Although Minneapolis leaders will continue to remind legislators that their city is an economic engine that drives the region, however, the message will be delivered with a different spin--one that focuses on helping surrounding municipalities in times of crisis. "What we're saying is that you should be interested in keeping Minneapolis healthy and able to respond to your disasters in Eagan or your fires in Edina," says Scott Benson, who chairs the city council's Intergovernmental Relations Committee. "You can look at a fine city like Minnetonka, but really, what is Minnetonka without Minneapolis? You have to have this city to make all the suburbs make sense.

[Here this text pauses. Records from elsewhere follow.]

Issue #187, opened 2020-03-24
Inconsistent death count depending on simulation range


nielsenko:
I tried to run a simulation for Denmark with default data, first with the default simulation range, ie. until september 1st, and then one until January 1st 2021.

Checking the death count on the 31st of august in both runs, come up with widely different numbers, ie. 346 vs. 489.

Did the same for USA-New York and got: 7281 vs. 10245.

I suspect you suffer from significant numeric instability.

nnoll:
@nielsenko I suspect this is due to the reinterpolation of the mitigation plot onto the new time window and not due to numerical instability within the simulation. 

To test this, I ran Denmark twice with all default parameters, but with no mitigation, once for the default time window and once until January 1st 2021. Both times the number of deaths on August 31st was 66452. 

Thus we most likely need a more robust way of changing the mitigation curve when the time window updates.

nielsenko:
Good to hear you already have an hypothesis as to the cause. Good luck with your efforts.

albin-attentec:
I havs seen similar effects on the data-set for sweden, but only if i do one simulation after the other without reloading.
I belive this supports your theory @nnoll

nielsenko:
I have tried the preview (https://covid19-scenarios-git-fix-interpolation.covid19-scenarios.now.sh). It is much better but still not perfect.

Fx, running default parameters with CHE-Basel-Stadt, and then extending simulation time range until 1st of January 2021, gives a difference in accumulated deaths on the 31st of August of 1760 vs 1775.

nnoll:
@nielsenko I think with the current method that the mitigation is input by the user - i.e. discrete points that have to be re-interpolated onto a different time-window upon update - this is the best accuracy we will be able to achieve, especially when it directly modifies an exponential growth rate.

When Issue #14 is finally implemented the remainder of this problem will resolve as we won't have to guess at what to set values to upon time range updates. As this whole mitigation widget is being re-imagined near-term, we probably won't fix this small deviation in it's current form. Hope this helps!

PR #194, opened 2020-03-25
Change linear interpolation to spline

nnoll:
## Description

The function interpolateTimeSeries has used a linear interpolation that has numerical accuracy problems when attempting to interpolate the mitigation curve onto a different grid. This is exasperated by the fact that we display a spline interpolation.

## Related issues

Issue #187

The fundamental algorithm (which uses an interpolator to estimate the mitigation in between the sampled time points) and the mitigation curve.

## Testing

Needs to be done before I consider this done.


ivan-aksamentov:
@nnoll Could we use a library for the math? Just to make sure all the tricky corner cases are covered and to not maintain yet another library of matrix operations. We've removed `math.js` because it was not used, should we bring it back?

ivan-aksamentov:
Someone needs to help Nick with testing the new algorithm

abrie:
I'd like to help.

As expected, these changes break existing unit tests:

- TimeSeries.test.tsx:interpolateTimeSeries()
- model.test.ts:evolve()

Fixing those tests is simply a matter of updating the output snapshots.

In addition, there should be need a new test to verify that the new algorithm yields results expected by issue #187. I have a naive understanding of the problem, but maybe the test could be:

1. Run the model for one time series, and save the output.
2. Adjust the time series to be longer, run the model again, save the output.
3. Compare the two outputs, and verify that overlapping dates have the same values.

rneher:
My exploration of the result look sensible. reducing the length of the simulation gives the same dynamics as far as I can tell. This could be used as test: 
  
   * run a time series and save at mid-time
   * shrink the time series and compare results at the same time point.

Increasing the length of the time series is not ideal since the spline interpolation then extends into time ranges that weren't previously covered. Since splines are not strictly local, this can change the results also within the time range that was previously simulated. 

Another point that is worth considering is that we need to guard against negative values. 

image

I generated this by dragging two adjacent points to zero and then changing the number of points. 

An alternative fix for this would be to stick to the linear interpolation, interpolate the graph by lines instead of splines, and don't drop points when changing the time interval. This would generate messy graphs with different intervals and it is unclear what to do with the `number of points` box. But I am hesitant to sink too much effort into this as we plan to change this component soon.

nnoll:
@rneher regarding the extrapolation onto a larger date range - I kept the same basic logic as our previous linear interpolation, which is if we are asked to extrapolate beyond our current date range, then set it to the last value of the range. Is this not what you observe when you extend the date range?

I just pushed a fix to updateTimeSeries that guards against negative containment values.

nnoll:
OK I now use mathjs to perform the gauss jordan elimination.

ivan-aksamentov:
@nnoll I merged master into it and fixed tests (sort of)
This this ready?

nnoll:
@Ivan Yes, I haven't been able to break it yet and if we find an issue in deployment I'll fix it. I think merge when you can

"The gist of our message is where LGA goes in the city of Minneapolis," Benson adds, emphasizing that the city recently unveiled a five-year financial plan for the first time. "It's not that LGA is going to support development of Block E or build a Target store or whatever. LGA really does go to basic city services. And as far as emergency preparedness, Minneapolis serves the entire region."
"It's a strategy right out of the Republican playbook," says Larry Pogemiller, a DFL senator from northeast Minneapolis. "Show you can streamline government. Then make fighting terrorism on a local level a political priority because it's in vogue. How prepared can you be? Is that the major issue for the city? Heavens, no."
Despite his distaste for the strategy, Pogemiller concedes that tacking to the right might be the best hope for Minneapolis, especially given the nature of the legislature and the suburban sentiments of the new governor. What's more, Pogemiller notes, the mayor and many council members were new to office a year ago, and have since learned some lessons; their public-safety agenda is meeting with positive reviews. (It's also worth noting that 70 percent of the city's general fund is used to pay for police, fire, and infrastructure.)
"Last year I was inundated with anti-Minneapolis comments," recalls Rybak. "Now I'm saying, 'Don't carry that history. We have created a tough five-year financial plan; we've dealt with immediate cuts.' Last year we made promises, this year we have a track record."
Still, Rybak and others admit to a certain discomfort with this year's pitch. Last year's "priority issues" for the city were affordable housing and transportation. This year those two "liberal" issues have been relegated to secondary agenda items. This year's priority issues are LGA, public safety, and "accountability and results."
"We have to do these things, to make some recognize we're here to make our state safer," Rybak says, adding that affordable housing is still a main priority for the city. "With a different group, in a different climate, would our emphasis be different? Sure."
So at the judiciary hearing, Rybak made a point of saying LGA has much to do with keeping cops on the street and keeping the city safe. "We don't want to have to make more cuts to public safety," Rybak concluded. "We will try our very best to put our resources into something we really believe in. But we need to partner with you to solve these tough issues."